● **Problem requirements**: Every line from the start of the records below to the line containing "is nullable). Calling" should be retyped exactly, that line included, and no others.

● **Information given**:
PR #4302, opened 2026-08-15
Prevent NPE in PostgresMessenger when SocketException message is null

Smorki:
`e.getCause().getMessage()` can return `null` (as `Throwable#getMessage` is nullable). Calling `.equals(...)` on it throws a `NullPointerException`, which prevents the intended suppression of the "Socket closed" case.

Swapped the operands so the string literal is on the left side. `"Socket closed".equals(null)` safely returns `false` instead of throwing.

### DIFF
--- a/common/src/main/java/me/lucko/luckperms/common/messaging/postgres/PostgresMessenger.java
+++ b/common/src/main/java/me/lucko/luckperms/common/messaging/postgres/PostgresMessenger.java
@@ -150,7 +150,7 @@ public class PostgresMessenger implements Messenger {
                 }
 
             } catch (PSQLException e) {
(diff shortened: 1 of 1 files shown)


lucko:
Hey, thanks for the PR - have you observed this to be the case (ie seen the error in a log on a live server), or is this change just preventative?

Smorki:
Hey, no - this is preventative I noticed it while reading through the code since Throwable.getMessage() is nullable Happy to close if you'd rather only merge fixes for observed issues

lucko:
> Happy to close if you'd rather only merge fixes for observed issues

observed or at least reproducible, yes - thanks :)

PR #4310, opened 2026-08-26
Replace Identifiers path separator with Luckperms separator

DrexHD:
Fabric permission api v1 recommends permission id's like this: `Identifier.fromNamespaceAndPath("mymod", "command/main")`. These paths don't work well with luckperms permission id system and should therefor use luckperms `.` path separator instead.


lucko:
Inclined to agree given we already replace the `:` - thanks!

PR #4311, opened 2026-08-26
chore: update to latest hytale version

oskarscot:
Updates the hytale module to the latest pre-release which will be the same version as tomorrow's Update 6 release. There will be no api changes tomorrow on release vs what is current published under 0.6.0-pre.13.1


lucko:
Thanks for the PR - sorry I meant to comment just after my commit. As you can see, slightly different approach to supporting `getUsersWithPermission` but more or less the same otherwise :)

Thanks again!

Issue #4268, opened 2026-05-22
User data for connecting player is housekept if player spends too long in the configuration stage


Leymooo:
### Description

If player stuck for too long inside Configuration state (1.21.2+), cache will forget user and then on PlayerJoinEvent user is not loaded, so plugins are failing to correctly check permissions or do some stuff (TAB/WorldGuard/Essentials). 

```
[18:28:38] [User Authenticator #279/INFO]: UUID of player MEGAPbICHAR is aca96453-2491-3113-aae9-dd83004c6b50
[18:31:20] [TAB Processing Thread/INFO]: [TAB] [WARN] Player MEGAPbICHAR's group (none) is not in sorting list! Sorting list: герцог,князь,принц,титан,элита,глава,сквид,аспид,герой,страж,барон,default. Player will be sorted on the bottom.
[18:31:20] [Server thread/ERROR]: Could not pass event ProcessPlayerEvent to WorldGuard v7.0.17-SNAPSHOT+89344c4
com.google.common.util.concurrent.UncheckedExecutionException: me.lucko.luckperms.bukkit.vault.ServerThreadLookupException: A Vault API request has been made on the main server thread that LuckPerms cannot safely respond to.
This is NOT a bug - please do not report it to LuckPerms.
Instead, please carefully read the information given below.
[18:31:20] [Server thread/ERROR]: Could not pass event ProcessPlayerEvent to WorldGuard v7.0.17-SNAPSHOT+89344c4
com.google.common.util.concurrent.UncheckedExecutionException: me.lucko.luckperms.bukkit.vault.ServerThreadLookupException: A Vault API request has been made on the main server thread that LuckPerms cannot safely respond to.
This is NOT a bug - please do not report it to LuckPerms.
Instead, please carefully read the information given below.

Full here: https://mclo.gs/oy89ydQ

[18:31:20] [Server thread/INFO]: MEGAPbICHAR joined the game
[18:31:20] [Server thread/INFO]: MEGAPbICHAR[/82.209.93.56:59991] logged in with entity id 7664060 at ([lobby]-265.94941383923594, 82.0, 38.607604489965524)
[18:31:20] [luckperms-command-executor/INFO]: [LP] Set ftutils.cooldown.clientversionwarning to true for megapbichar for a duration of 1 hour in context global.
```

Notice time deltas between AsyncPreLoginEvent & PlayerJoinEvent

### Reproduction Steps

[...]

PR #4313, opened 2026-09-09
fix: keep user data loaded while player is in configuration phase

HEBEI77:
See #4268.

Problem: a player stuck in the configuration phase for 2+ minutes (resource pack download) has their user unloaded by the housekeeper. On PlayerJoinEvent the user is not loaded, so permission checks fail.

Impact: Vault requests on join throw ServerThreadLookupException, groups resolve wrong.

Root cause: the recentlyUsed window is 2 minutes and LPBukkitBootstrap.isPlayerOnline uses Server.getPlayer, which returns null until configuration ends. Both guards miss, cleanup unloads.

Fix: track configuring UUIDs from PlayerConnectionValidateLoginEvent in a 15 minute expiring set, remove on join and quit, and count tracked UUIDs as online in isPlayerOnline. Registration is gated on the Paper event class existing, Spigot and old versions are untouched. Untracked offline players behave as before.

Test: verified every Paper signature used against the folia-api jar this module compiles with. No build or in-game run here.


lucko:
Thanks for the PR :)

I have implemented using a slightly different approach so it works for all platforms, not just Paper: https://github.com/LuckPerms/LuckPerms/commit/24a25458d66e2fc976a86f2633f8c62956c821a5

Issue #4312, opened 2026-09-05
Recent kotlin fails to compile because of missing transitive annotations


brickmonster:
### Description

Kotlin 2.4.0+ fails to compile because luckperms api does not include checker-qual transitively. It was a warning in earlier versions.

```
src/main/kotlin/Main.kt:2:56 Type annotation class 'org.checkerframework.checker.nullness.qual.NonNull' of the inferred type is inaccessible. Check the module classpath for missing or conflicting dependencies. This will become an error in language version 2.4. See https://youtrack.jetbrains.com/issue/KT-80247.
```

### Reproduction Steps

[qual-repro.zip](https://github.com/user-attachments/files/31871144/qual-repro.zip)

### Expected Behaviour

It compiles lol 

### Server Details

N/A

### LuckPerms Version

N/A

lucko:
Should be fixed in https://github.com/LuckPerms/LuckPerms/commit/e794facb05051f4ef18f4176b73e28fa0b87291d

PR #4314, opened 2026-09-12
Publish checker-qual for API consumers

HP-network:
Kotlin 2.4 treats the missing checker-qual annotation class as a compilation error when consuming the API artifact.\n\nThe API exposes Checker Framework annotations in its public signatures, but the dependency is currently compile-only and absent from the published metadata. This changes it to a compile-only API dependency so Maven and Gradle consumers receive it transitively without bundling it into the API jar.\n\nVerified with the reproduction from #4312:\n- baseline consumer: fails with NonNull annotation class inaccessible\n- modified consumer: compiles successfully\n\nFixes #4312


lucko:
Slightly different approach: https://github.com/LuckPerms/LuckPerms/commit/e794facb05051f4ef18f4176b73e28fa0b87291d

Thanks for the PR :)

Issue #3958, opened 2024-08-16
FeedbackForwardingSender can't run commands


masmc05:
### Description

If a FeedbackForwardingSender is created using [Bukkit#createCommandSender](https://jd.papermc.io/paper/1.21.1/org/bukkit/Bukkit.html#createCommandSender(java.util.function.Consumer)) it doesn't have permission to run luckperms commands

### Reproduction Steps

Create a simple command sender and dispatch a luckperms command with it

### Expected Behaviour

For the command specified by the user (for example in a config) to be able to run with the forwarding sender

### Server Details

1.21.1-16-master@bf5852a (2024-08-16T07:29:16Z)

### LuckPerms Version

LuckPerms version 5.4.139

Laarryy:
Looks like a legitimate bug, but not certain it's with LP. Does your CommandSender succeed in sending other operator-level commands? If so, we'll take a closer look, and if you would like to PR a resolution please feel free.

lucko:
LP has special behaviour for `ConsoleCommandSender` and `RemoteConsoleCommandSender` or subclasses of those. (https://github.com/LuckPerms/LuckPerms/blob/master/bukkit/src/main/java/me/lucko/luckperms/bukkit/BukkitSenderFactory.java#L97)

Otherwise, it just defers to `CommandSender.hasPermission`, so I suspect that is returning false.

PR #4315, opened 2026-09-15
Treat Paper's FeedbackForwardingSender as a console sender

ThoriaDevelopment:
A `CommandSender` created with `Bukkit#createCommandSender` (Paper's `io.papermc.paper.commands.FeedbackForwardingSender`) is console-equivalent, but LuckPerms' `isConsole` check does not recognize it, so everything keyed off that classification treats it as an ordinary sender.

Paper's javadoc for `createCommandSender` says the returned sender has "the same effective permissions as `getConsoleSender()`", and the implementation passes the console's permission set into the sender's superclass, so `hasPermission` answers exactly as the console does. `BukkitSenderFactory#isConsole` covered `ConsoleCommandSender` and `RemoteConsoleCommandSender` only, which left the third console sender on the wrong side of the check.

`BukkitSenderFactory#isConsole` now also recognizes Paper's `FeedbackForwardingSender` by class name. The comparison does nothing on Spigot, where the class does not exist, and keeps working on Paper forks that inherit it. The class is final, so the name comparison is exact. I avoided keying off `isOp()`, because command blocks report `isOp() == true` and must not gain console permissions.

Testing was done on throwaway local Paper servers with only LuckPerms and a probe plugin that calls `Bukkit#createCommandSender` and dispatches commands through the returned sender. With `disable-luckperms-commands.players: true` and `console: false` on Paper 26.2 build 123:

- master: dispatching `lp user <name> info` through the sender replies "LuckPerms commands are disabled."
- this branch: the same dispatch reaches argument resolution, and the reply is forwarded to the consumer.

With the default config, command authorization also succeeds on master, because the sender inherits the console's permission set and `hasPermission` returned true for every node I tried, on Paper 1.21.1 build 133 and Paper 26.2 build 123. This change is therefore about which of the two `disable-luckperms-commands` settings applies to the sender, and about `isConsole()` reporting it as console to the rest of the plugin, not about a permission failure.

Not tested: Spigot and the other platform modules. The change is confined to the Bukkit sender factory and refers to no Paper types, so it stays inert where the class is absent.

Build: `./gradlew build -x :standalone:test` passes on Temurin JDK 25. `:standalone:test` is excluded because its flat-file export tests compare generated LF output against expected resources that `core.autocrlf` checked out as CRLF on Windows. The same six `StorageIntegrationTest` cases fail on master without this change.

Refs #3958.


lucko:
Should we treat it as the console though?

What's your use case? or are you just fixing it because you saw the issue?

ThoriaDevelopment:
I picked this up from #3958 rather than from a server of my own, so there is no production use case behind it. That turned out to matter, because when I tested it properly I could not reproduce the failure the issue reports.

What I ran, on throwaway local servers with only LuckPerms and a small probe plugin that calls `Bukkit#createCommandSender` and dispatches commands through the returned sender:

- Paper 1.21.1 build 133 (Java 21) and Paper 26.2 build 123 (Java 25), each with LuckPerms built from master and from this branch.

● **Result**:
PR #4302, opened 2026-08-15
Prevent NPE in PostgresMessenger when SocketException message is null

Smorki:
`e.getCause().getMessage()` can return `null` (as `Throwable#getMessage` is nullable). Calling `.equals(...)` on it throws a `NullPointerException`, which prevents the intended suppression of the "Socket closed" case.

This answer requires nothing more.